Amazing, Inspiring

Slice Of Life

This past Saturday, I attended the event, “Take The Plunge for Annie McMahon.” I attended this event 19 years ago when it first started at the old Tap and Grill bar. The event grew larger each year, so they then moved over to St. Camillus’ Springman Hall, and now it is at the Colony Theater in Breezy Point. I do not know why I have not attended in many years, but I will be back every year.
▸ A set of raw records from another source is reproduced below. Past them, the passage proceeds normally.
PR #1258, opened 2024-03-14
Remove callback collections

### LINKED ISSUE #1199: Remove `CallbackCollection`s
Following https://github.com/DiamondLightSource/hyperion/issues/1192, the `CallbackCollection` classes are but withered husks of their former selves, and can be uprooted and discarded.

dperl-dls:
Fixes #1199

Replaces callback collections with some simple util functions

### To test:
1. Check tests haven't broken


src/hyperion/__main__.py
```diff
@@ -45,7 +46,7 @@ class Command:
     devices: Optional[Any] = None
     experiment: Optional[Callable[[Any, Any], MsgGenerator]] = None
     parameters: Optional[InternalParameters] = None
-    callbacks: Optional[type[AbstractPlanCallbackCollection]] = None
+    callbacks: Optional[Callable[[], Tuple[CallbackBase, CallbackBase]]] = None
```
DominicOram, line 49: Could: This type is getting a bit unwieldy, maybe create do a:
```python
CallbackFactory = Callable[[], Tuple[CallbackBase, CallbackBase]]
```
somewhere and use that?

DominicOram (changes requested):
Great, thanks. In general I'm not a fan of indexing into tuples if we can avoid it as I think it makes things less readable and harder to deal with if the tuple order changes, we're doing this quite a lot in tests but I think we could instead do `nexus_callback, ispyb_callback = get_callbacks()` and improve readability. I've pointed out a couple of these places but if you could go through and do it throughout the tests that will be great

DominicOram (approved):
Great, thank you!

PR #1261, opened 2024-03-14
Provide index to zocalo for GPU

### LINKED ISSUE #1260: When triggering zocalo give an index
We have a race condition where when we trigger zocalo with the two grids the GPU can get the 2nd request before the first 1. We don't want to have to wait for all the data taken for the first grid to start on the second. To fix this we can provide an index to say this is 0th or 1st so that the GPU can wait for the first message to start analysis.

## Acceptance Criteria
* An index is sent with every zocalo start

DominicOram:
Fixes #1260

For those of you who do not know, Annie McMahon is a 22-year-old young woman who has battled Cystic Fibrosis since she was 18 months old. Nineteen years ago on a bet, a family friend, Jim Mullen, said he would jump in the water if people donated money. When he had $500 in his pocket, he called Annie’s dad and said that he guessed he had to go through with it. Nineteen years later, over a million dollars have been raised for Cystic Fibrosis research. In March of 2018, Jim passed away and this year, they held the event in his honor.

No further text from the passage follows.